═══ Data in this exercise
PR #2664, opened 2021-07-09
RFC 1008: TLS and ALPN

fantix:
* Load certs from `data_dir` if no `--tls-cert-file` given
* Generate dev certs if none found in dev mode
* ~Run tests using `_localtest_PORT` temporary instances~

Closes #2610

### DIFF
--- a/edb/server/args.py
+++ b/edb/server/args.py
@@ -91,7 +91,7 @@ class ServerConfig(NamedTuple):
 
     tls_cert_file: Optional[pathlib.Path]
     tls_key_file: Optional[pathlib.Path]
-    optional_tls: bool
+    allow_cleartext_connections: bool
 
 
 class PathPath(click.Path):
@@ -334,9 +334,8 @@ _server_options = [
              'well. If the private key is protected by a password, specify '
              'with an environment variable EDGEDB_TLS_PRIVATE_KEY_PASSWORD.'),
     click.option(
-        '--optional-tls', type=bool, is_flag=True, hidden=True,
-        help='Run the server in TLS-compatible mode, supporting clients that '
-             'use both TLS and cleartext transports.'),
+        '--allow-cleartext-connections', type=bool, is_flag=True, hidden=True,
+        help='Also allow client connections in cleartext in addition to TLS.'),
     click.option(
         '--version', is_flag=True,
         help='Show the version and exit.')
--- a/edb/server/args.py
+++ b/edb/server/args.py
@@ -320,19 +320,21 @@ _server_options = [
         '--auto-shutdown-after', type=float, default=-1.0,
         help='shutdown the server after the last connection has been closed '
              'for N seconds. N < 0 is treated as infinite.'),
-    click.option(
-        '--tls-cert-file', type=PathPath(),
-        help='Specify a path to a single file in PEM format containing the TLS'
-             'certificate as well as any number of CA certificates needed to '
-             'establish the certificate’s authenticity. If not present, a '
-             'self-signed certificate will be generated and used instead (for '
-             'development only!).'),
+    lambda has_devmode, func: click.option(
+        '--tls-cert-file', type=PathPath(), required=not has_devmode,
+        help='Specify a path to a single file in PEM format containing the '
+             'TLS certificate as well as any number of CA certificates needed '
+             'to establish the certificate’s authenticity.' + (
+                 ' If not present, a self-signed certificate will be '
+                 'generated and used instead.' if has_devmode else '')
+    )(func),
     click.option(
         '--tls-key-file', type=PathPath(),
         help='Specify a path to a file containing the private key. If not '
              'present, the private key will be taken from --tls-cert-file as '
              'well. If the private key is protected by a password, specify '
-             'with an environment variable EDGEDB_TLS_PRIVATE_KEY_PASSWORD.'),
+             'with an environment variable '
+             'EDGEDB_SERVER_TLS_PRIVATE_KEY_PASSWORD.'),
     click.option(
         '--allow-cleartext-connections', type=bool, is_flag=True, hidden=True,
         help='Also allow client connections in cleartext in addition to TLS.'),
@@ -342,10 +344,15 @@ _server_options = [
 ]
 
 
-def server_options(func):
-    for option in reversed(_server_options):
-        func = option(func)
-    return func
+def server_options(has_devmode=False):
+    def decorator(func):
+        for option in reversed(_server_options):
+            try:
+                func = option(func)
+            except TypeError:
+                func = option(has_devmode, func)
+        return func
+    return decorator
 
 
 def parse_args(**kwargs: Any):
--- a/edb/server/args.py
+++ b/edb/server/args.py
@@ -89,6 +89,10 @@ class ServerConfig(NamedTuple):
     startup_script: Optional[StartupScript]
     status_sink: Optional[Callable[[str], None]]
 
+    tls_cert_file: Optional[pathlib.Path]
+    tls_key_file: Optional[pathlib.Path]
+    optional_tls: bool
+
 
 class PathPath(click.Path):
     name = 'path'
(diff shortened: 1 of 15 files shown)


edb/server/args.py
```diff
@@ -316,6 +320,23 @@ def _writer(status: str) -> None:
...
+             'self-signed certificate will be generated and used instead (for '
+             'development only!).'),
+    click.option(
+        '--tls-key-file', type=PathPath(),
+        help='Specify a path to a file containing the private key. If not '
+             'present, the private key will be taken from --tls-cert-file as '
+             'well. If the private key is protected by a password, specify '
+             'with an environment variable EDGEDB_TLS_PRIVATE_KEY_PASSWORD.'),
+    click.option(
+        '--optional-tls', type=bool, is_flag=True, hidden=True,
```
elprans, line 337: I'd name this `--allow-cleartext-connections` for clarity.

edb/server/cluster.py
```diff
@@ -245,6 +248,7 @@ async def test(timeout):
                     conn = await edgedb.async_connect(
                         host=str(self._runstate_dir),
                         port=self._effective_port,
+                        admin=True,
```
elprans, line 251: We are deprecating and removing the `admin` argument in bindings.  Why is this necessary?

edb/server/main.py
```diff
@@ -217,6 +223,50 @@ async def _run_server(
...
+                    "_generate_dev_cert",
+                    "--cert-file",
+                    str(cert_file),
+                    "--key-file",
+                    str(key_file),
+                ]
+            )
+            return str(cert_file), str(key_file)
+
+    abort("Cannot start EdgeDB server without TLS certificate.")
```
elprans, line 267:
```suggestion
    abort("Cannot start EdgeDB server without a TLS certificate, use the `--tls-cert-file` command-line argument to specify it.")
```

edb/server/server.py
```diff
@@ -811,36 +819,33 @@ async def run_startup_script_and_exit(self):
     async def _start_servers(self, host, port):
         nethost = await _fix_localhost(host)
 
+        sslctx = ssl.SSLContext()
+        sslctx.load_cert_chain(
```
elprans, line 823: We should handle cert issues here and wrap them with a nice error.  Specifically, if `tls_key_file` is missing and not present in `cert_file`.

edb/server/server.py
```diff
@@ -1010,3 +1016,7 @@ async def _fix_localhost(host):
         hosts.insert(idx, addr)
 
     return hosts
+
+
+def _tls_private_key_password():
+    return os.environ.get('EDGEDB_TLS_PRIVATE_KEY_PASSWORD', '')
```
elprans, line 1022: Let's use `EDGEDB_SERVER` as the var prefix.

edb/server/cluster.py
fantix: It's not - it's just easier to make the tests pass for now, given that we still have a few `_admin_query()` calls. I can fix those to use the CLI instead of the Python binding.

edb/server/server.py
```diff
@@ -852,13 +856,58 @@ async def _start_servers(self, host, port):
...
+                        "the private key file using the `--tls-key-file` "
+                        "command-line argument?"
+                    ) from e
+                else:
+                    raise StartupError(
+                        "Cannot load TLS certificates - please double check "
+                        "if the specified certificate files are valid."
+                    )
+
+            raise StartupError("") from e
```
elprans, line 906:
```suggestion
            raise StartupError from e
```

edb/server/protocol/protocol.pyx
```diff
@@ -189,13 +231,89 @@ cdef class HttpProtocol:
...
+        else:
+            # It's either HTTP as the negotiated protocol, or the negotiation
+            # failed and we have no idea what ALPN the client has set. Here we
+            # just start talking in HTTP, and let the client bindings decide if
+            # this is an error based on the ALPN result.
+            self._init_http_parser()
+
+    async def _return_binary_error(self, proto):
+        await proto.write_error(errors.BinaryProtocolError(
+            'TLS Required',
```
elprans, line 283: Can we add a test for this condition?  `edgedb-python` auto-downgrades to cleartext on cert errors, we can utilize that.

elprans (approved):
LGTM overall.  @1st1, please take a look too.

edb/server/args.py
```diff
@@ -316,6 +320,22 @@ def _writer(status: str) -> None:
         '--auto-shutdown-after', type=float, default=-1.0,
         help='shutdown the server after the last connection has been closed '
              'for N seconds. N < 0 is treated as infinite.'),
+    click.option(
+        '--tls-cert-file', type=PathPath(),
+        help='Specify a path to a single file in PEM format containing the TLS'
```
1st1, line 325:
```suggestion
        help='Specify a path to a single file in PEM format containing the TLS '
```

edb/server/args.py
```diff
@@ -316,6 +320,22 @@ def _writer(status: str) -> None:
...
+             'certificate as well as any number of CA certificates needed to '
+             'establish the certificate’s authenticity. If not present, a '
```
1st1, line 327: I'd do this differently.

`edb server` should have `--tls-cert-file` optional.
`edgedb-server` should have it required.

With adjusted help section for each tool.

edb/server/args.py
```diff
@@ -316,6 +320,22 @@ def _writer(status: str) -> None:
...
+             'self-signed certificate will be generated and used instead (for '
+             'development only!).'),
+    click.option(
+        '--tls-key-file', type=PathPath(),
+        help='Specify a path to a file containing the private key. If not '
+             'present, the private key will be taken from --tls-cert-file as '
+             'well. If the private key is protected by a password, specify '
+             'with an environment variable EDGEDB_TLS_PRIVATE_KEY_PASSWORD.'),
```
1st1, line 335:
```suggestion
             'with an environment variable EDGEDB_SERVER_TLS_PRIVATE_KEY_PASSWORD.'),
```

edb/server/cluster.py
```diff
@@ -216,69 +218,59 @@ async def _read_server_status(stream: asyncio.StreamReader):
...
+            raise ClusterError(
+                f'could not connect to edgedb-server '
+                f'within {timeout} seconds') from None
+
+    def _admin_query(self, query, wait_until_available="0s"):
+        return subprocess.call(
+            [
+                sys.executable,
+                "-m",
+                "edb.cli",
```
1st1, line 256: I think we should call the `edgedb` command here explicitly; `edb.cli` is just a wrapper.

edb/server/main.py
```diff
@@ -217,6 +223,51 @@ async def _run_server(
...
 
+def _init_tls_certs(
+    args: srvargs.ServerConfig,
+    cert_dir: Optional[tempfile.TemporaryDirectory],
+):
+    cert_path = None
+    if args.tls_cert_file:
+        cert_file = pathlib.Path(args.tls_cert_file).resolve()
+        if args.tls_key_file is None:
+            return str(cert_file), None
```
1st1, line 234: I'm just curious -- why not just return Path objects?

edb/server/protocol/protocol.pyx
```diff
@@ -189,13 +231,89 @@ cdef class HttpProtocol:
...
+            binproto.data_received(data)
+        return binproto
+
+    def _init_http_parser(self):
+        self.parser = httptools.HttpRequestParser(self)
+        self.current_request = HttpRequest()
+
+    async def _forward_first_data(self, data):
+        # As we stole the "first data", we need to manually send it back to
+        # the SSLProtocol. The hack here is highly-coupled with uvloop impl.
```
1st1, line 248: Perhaps we should add an explicit method for this in uvloop, like `inject_data` or something. But that can be done separately if you think it's a good idea.

1st1 (approved):
Great work! I've left some comments.

edb/server/main.py
fantix: Oh yes, `Path` objects would do better! It's been a few versions of changes and I cannot remember how it ended up in strings. Let me push a fix.

edb/server/cluster.py
fantix: But the `edgedb` command is not always in the `PATH` - finding the path to the binary is the same code as `edb.cli`(`.__main__`) I think?

elprans: This method is only used in tests to configure test clusters, using `edb.cli` here is appropriate.

edb/server/protocol/protocol.pyx
fantix: > `edgedb-python` auto-downgrades to cleartext on cert errors

Oh it's actually the opposite - it auto-downgrades to cleartext if the `SSLError` is not a cert error. That means the server is likely an old one without TLS support, and the client binding is allowed to use cleartext.

I just added 2 tests using `edb.protocol.protocol`, that should cover the case.

edb/server/server.py
fantix: Oops my bad - missed one error message here.

edb/server/args.py
fantix: Had to add a hidden `edb testserver` sub-command for the tests to leverage the cert auto-generation feature, at least the tests passed now.

elprans: What is the reason for avoiding generating dev certs in `edb server`?

fantix: Oh we also generate dev certs in `edb server`, it's just that neither `edb server` nor `edgedb-server` (`python -m edgedb.server.main`) is suitable for running the tests. `edb server` has `insecure=True` and `edgedb-server` doesn't generate the certs.

edb/server/cluster.py
fantix: Ohhh this is biting the nightly build test where we don't have the `edgedb` CLI binary. I'll change it to use `edb.protocol.protocol` to connect to the UNIX socket directly and run admin queries there.

elprans: We actually have it in `PATH` there, so it might be easier to simply do use unprefixed "edgedb" here?

fantix: Ah yes, sure thing!

PR #2666, opened 2021-07-09
Make ObjectShell a Generic type

elprans:
`ObjectShell` impersonates a schema object of a specified type, so it
makes sense to expose the underlying object type to the type checker.


msullivan (approved):
I like this

PR #2668, opened 2021-07-09
Delete the test_edgeql_ir_scope_tree tests

msullivan:
They are pretty pointless, since I just automatically update them
whenever I break them.
I've kept around some that test for error conditions.


elprans (approved):
Yep, they clearly outlived their purpose.

PR #2669, opened 2021-07-09
Fix an issue with cycle detection.

vpetrovykh:
Migrations introducing cycles into the schema should not cause
InternalServerError.
    
The SDL cycle detection appears to be robust and the error message has
been adjusted.
    
The DDL cycle detection has a few corner cases where the tests are
failing.

### DIFF
--- a/edb/edgeql/declarative.py
+++ b/edb/edgeql/declarative.py
@@ -189,10 +189,42 @@ class TraceContextBase:
         if extra_name:
             fq_name = s_name.QualName(
                 module=fq_name.module,
-                name=f'{fq_name.name}:{extra_name}',
+                name=f'{fq_name.name}@@{extra_name}',
             )
 
         return name, fq_name
+
+
+def get_verbosename_from_fqname(
+    fq_name: s_name.QualName,
+    ctx: DepTraceContext,
+) -> str:
+    traceobj = ctx.objects[fq_name]
+    assert traceobj is not None
+
+    name = str(fq_name)
+    clsname = traceobj.__class__.__name__.lower()
+    ofobj = ''
+
+    if isinstance(traceobj, qltracer.Alias):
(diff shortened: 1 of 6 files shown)


vpetrovykh:
So there was a problem with an `IndexError` being produced when trying to generate the `CycleError` message. I fixed that.

The `topological.sort()` is used in a number of places and at least some of them are user-facing that need better error messages, so I'm wondering if it's better:
0) to mess with some custom `isinstance` when the `CycleError` is generated 
1) to optionally pass in a custom error generating function for the cases when the errors need to be prettier
2) to store `item` in addition to `path` in the Cycle error and let the call-site unpack those and generate better error message if needed

vpetrovykh:
I should probably add some DDL tests for triggering this as well.

elprans (approved):

elprans:
>  I'm wondering if it's better

Handling a `CycleError` seems like the most Pythonic way.  You can update it to contain all the information you need to produce a good user-facing error.

1st1:
> Handling a CycleError seems like the most Pythonic way. You can update it to contain all the information you need to produce a good user-facing error.

+1

edb/edgeql/declarative.py
```diff
@@ -189,12 +189,44 @@ def get_fq_name(
...
             fq_name = s_name.QualName(
                 module=fq_name.module,
-                name=f'{fq_name.name}:{extra_name}',
+                name=f'{fq_name.name}@@{extra_name}',
             )
 
         return name, fq_name
 
 
+def get_verbosename_from_fqname(
```
elprans, line 198: Why not use `get_verbosename_static()`?

vpetrovykh: I'm not sure it would be compatible with the way tracer names things.

PR #2677, opened 2021-07-14
Avoid marking `--tls-cert-file` as required on Click level

elprans:
This breaks executable invocations that have nothing to do with TLS,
══════
**Exercise:** Transcribe only, please, the lines from the first line of the records through the line with "-91,7 +91,7 @@". Both of those lines are included.

**Answer box:**
PR #2664, opened 2021-07-09
RFC 1008: TLS and ALPN

fantix:
* Load certs from `data_dir` if no `--tls-cert-file` given
* Generate dev certs if none found in dev mode
* ~Run tests using `_localtest_PORT` temporary instances~

Closes #2610

### DIFF
--- a/edb/server/args.py
+++ b/edb/server/args.py
@@ -91,7 +91,7 @@ class ServerConfig(NamedTuple):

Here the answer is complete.